Maatwerk
Dit is het huis mijns vaders dat niet meer vergaat
Langeafstandsloper Wim van Amerongen dacht aan Gerrit Achterberg toen hij op een mooie zondagmorgen de Langbroekerwetering op rende en een groep kerkgangers tegenkwam, bestaande uit geheel in het zwart geklede mensen, die weigerden de zwetende man in korte broek te groeten. ‘Ik voelde me als Gerrit Achterberg, de grote onbegrepene, zeker in deze contreien.’
Van Amerongen loopt niet alleen hard in de wereld waarin Achterberg opgroeide, hij maakte daar ook foto's van berijpte weilanden en eenzame boerderijen, van een aanhanger waarin drie wilde eenden aan de halzen en vier konijnen aan de achterpoten zijn opgehangen, van een herfstbos en overtrekkende ganzen.
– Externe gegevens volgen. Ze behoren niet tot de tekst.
PR #3721, opened 2024-10-31
ci: show msbuild performance summary

vaind:


bruno-garcia:
any chance this can show up in the PR as a comment or in the build summary if we open it?

vaind:
> any chance this can show up in the PR as a comment or in the build summary if we open it?

have you seen anything actually useful in there?

I guess we could parse the build.log and add it as a job summary, although I'm not sure how it behaves with the existing summaries coming from .net tests. I understand they would overwrite one-another...

PR #530, opened 2023-03-09

sanket1729:


sanket1729:
This is an old version of rust-minsicript (July 2021). Did not make any attempts to fix the fuzz CI and hacky integration testing infra here. I think we should go ahead with this for 7.0.1

apoelstra (approved):
ACK 0ad1fdfaba8f4f488ba234cabed9e5210e071163

PR #532, opened 2023-03-09
Fix CI. Move bitcoind tests to inner crate

sanket1729:
This will allow us to have separate test dependacies and test CI only on
stable. Ideally, we would want to have to a conditional dev dependancy
but that is not possible currently

Everytime `bitcoind` breaks with MSRV and we don't really need int tests with MSRV. 
Another issue is that testing this MSRV(2 years old) becomes a part of CI. When backporting fixes, we need to take care of making it pass. We need to support MSRV of old release(which is 2 + 2 = 4 years old). While our main code passes, the CI fails because we cannot build old bitcoind and we waste time figuring old versions.


RCasatta:
I am not against separating the crate, but for your info if you don't already know:

Most of the MSRV breakage was caused by deps needed for the auto download feature which can be disabled if CI provide the bitcoind executable.

@tnull is championing a effort to use an http client lib crate (minreq) that doesn't break MSRV (so that needed MSRV can be respected also with auto download feature)

sanket1729:
> Most of the MSRV breakage was caused by deps needed for the auto download feature which can be disabled if CI provide the bitcoind executable.

Oh nice, I did not know. That would have simplified development for us in past. 

However, I still think we should shift to using this as a separate crate. It would some other unseen issues in future because we only stick to stable. And it would also reduce the compilation time for tests significantly.

apoelstra:
@sanket1729 so, in the last 24 hours serde has broken our compilation. We now need to pin it at 1.0.156.

I can test and ACK this for now but we'll still have to do a followup which adds some extra lines to the README.

apoelstra (approved):
ACK 8a07904949c325e48a7411e88783e5a81b176177

PR #535, opened 2023-03-21
clippy fixes

apoelstra:
Also check minimum dependency versions.


sanket1729:
I think we might need 1.0.156 for serde to work.

sanket1729 (approved):
ACK 34f77df7d0f9ba51811f71fccec87370a3364aac

PR #537, opened 2023-03-24
update to bitcoin 10.0

sanket1729:


tcharding:
PR title has typo mate, 10 should we 30

tcharding:
Hey @sanket1729, I push a branch of the same name to my tree with additional changes to get green in CI (I think). Feel free to grab them and squash it down into this. No need for attribution.

sanket1729:
Thanks, will take a look shortly. Waiting for `bitcoind` release before making any progress here.

apoelstra:
@sanket1729 bitcoind is [blocked on rust-bitcoincore-rpc](https://github.com/RCasatta/bitcoind/pull/116) which is blocked on Steven's availability. Can't we figure out some other solution?

sanket1729:
@apoelstra, is this not already updated here? https://github.com/rust-bitcoin/rust-bitcoincore-rpc/commit/6746011400b12457d341699bc92c8fd8c4ed3d70

sanket1729:
Perhaps, you don't have publish priviledges?

apoelstra:
@sanket1729 correct, I do not have publish privileges.

romanz:
`bitcoind` 0.30 is now [released](https://crates.io/crates/bitcoind/0.30.0) :)

sanket1729:
This is also ready for review @apoelstra

apoelstra:
Looks good. I think we need to revisit the `assume_unchecked` address crap in bitcoin. I'd also like to iterate a bit on the src/util.rs stuff (which has a FIXME and some allocations that shouldn't be necessary) but we can do that in a followup since this PR is so massive and these things are a small part of it.

src/lib.rs
```diff
@@ -733,9 +734,68 @@ fn push_opcode_size(script_size: usize) -> usize {
...
 #[cfg(test)]
-fn hex_script(s: &str) -> bitcoin::Script {
+fn hex_script(s: &str) -> bitcoin::ScriptBuf {
     let v: Vec<u8> = bitcoin::hashes::hex::FromHex::from_hex(s).unwrap();
-    bitcoin::Script::from(v)
+    bitcoin::ScriptBuf::from(v)
+}
+
+/// An absolute locktime that implements `Ord`.
+#[derive(Debug, Clone, Copy, PartialEq, Eq, Hash)]
```
tcharding, line 743: You might want to use
```
#[allow(clippy::derive_ord_xor_partial_ord)]
```
Perhaps with a comment (currently missing from `rust-bitcoin`) that its ok to derive eq and implement ord because the enum variants hold the same u32 as returned by `to_u32()` so the impls match as required.

apoelstra:
There are also several clippy failures on this, but I am also willing to slip those to a followup PR.

src/util.rs
```diff
@@ -16,13 +18,15 @@ pub(crate) fn witness_size(wit: &[Vec<u8>]) -> usize {
...
+pub(crate) fn witness_to_scriptsig(witness: &[Vec<u8>]) -> ScriptBuf {
     let mut b = script::Builder::new();
     for wit in witness {
         if let Ok(n) = script::read_scriptint(wit) {
             b = b.push_int(n);
         } else {
-            b = b.push_slice(wit);
+            // FIXME: There has to be a better way than this.
+            let push = PushBytesBuf::try_from(wit.clone()).expect("FIXME: Handle error");
+            b = b.push_slice(&push)
```
tcharding, line 29: Hey @Kixunil can you take a look at this please. I cannot work out how to get something that implements `AsRef<PushBytes>` from a `&Vec<u8>` to pass to `push_slice`? Only using a reference and checking that the vec is a valid length before passing it to `push_slice`  is exactly what `PushBytes` is for right?

tcharding (commented):
A few minor suggestions, I mainly mention them because I think people will look at miniscript to see how to best use `rust-bitcoin` so we should use it in the best/easiest manner.

Thanks!

apoelstra (approved):
ACK 60943aa48afa8d2d9be3fddbef2b2584b03144ea

src/util.rs
Kixunil: Firstly, I don't understand why this function even exists - witnesses and scripts are different.

The only way is to return `Option` or `Result` from the function or document that it panics if a `witness` with too large element is passed in.

Also to avoid allocation:

```rust
let push: &PushBytes = wit.try_into()?; // or expect
b = b.push_slice(&push);
```

sanket1729: This is an internal to how rust-miniscript works. We have a function that constructs a `Vec<Vec<u8>>` type for all types of scripts. If the script is legacy p2sh or bare script pubkey, we need to convert this to `ScriptBuf` converting each `Vec<u8>` into a scriptPush.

De foto's zijn steeds op twee pagina's afgedrukt in In de voetsporen van Gerrit Achterberg. De veel kleinere afdrukken van soms meer dan 100 jaar oude foto's doen me verlangen naar die zwartwitte tijd. Grafstenen, poserende oude boeren, domineesportretten. De graaf was de baas in het feodale landschap van toen. Hij kon goed voor zijn mensen zorgen, vooral als die zijn sympathie hadden, zoals Gerrits vader, Henk Achterberg. Hij werd koetsier van de graaf en zorgde ervoor dat de verhoudingen goed bleven; zo zorgde hij voor zijn steeds groter wordende gezin. Gerrit hoefde niet in militaire dienst en kreeg een baan in Utrecht; dat had de graaf geregeld. Zwager Anton van Laar vertelt over een later bezoek van Gerrit aan zijn oude vader: ‘Treurig. In plaats van een gezellig bezoekje aan zijn vader gaat hij ruzie maken. Verwijt hij zijn vader dat die te onderdanig is. Dat het bij hem altijd maar meneer voor en meneer na is. [...] Hij had zijn vader toch wel in zijn waarde kunnen laten.’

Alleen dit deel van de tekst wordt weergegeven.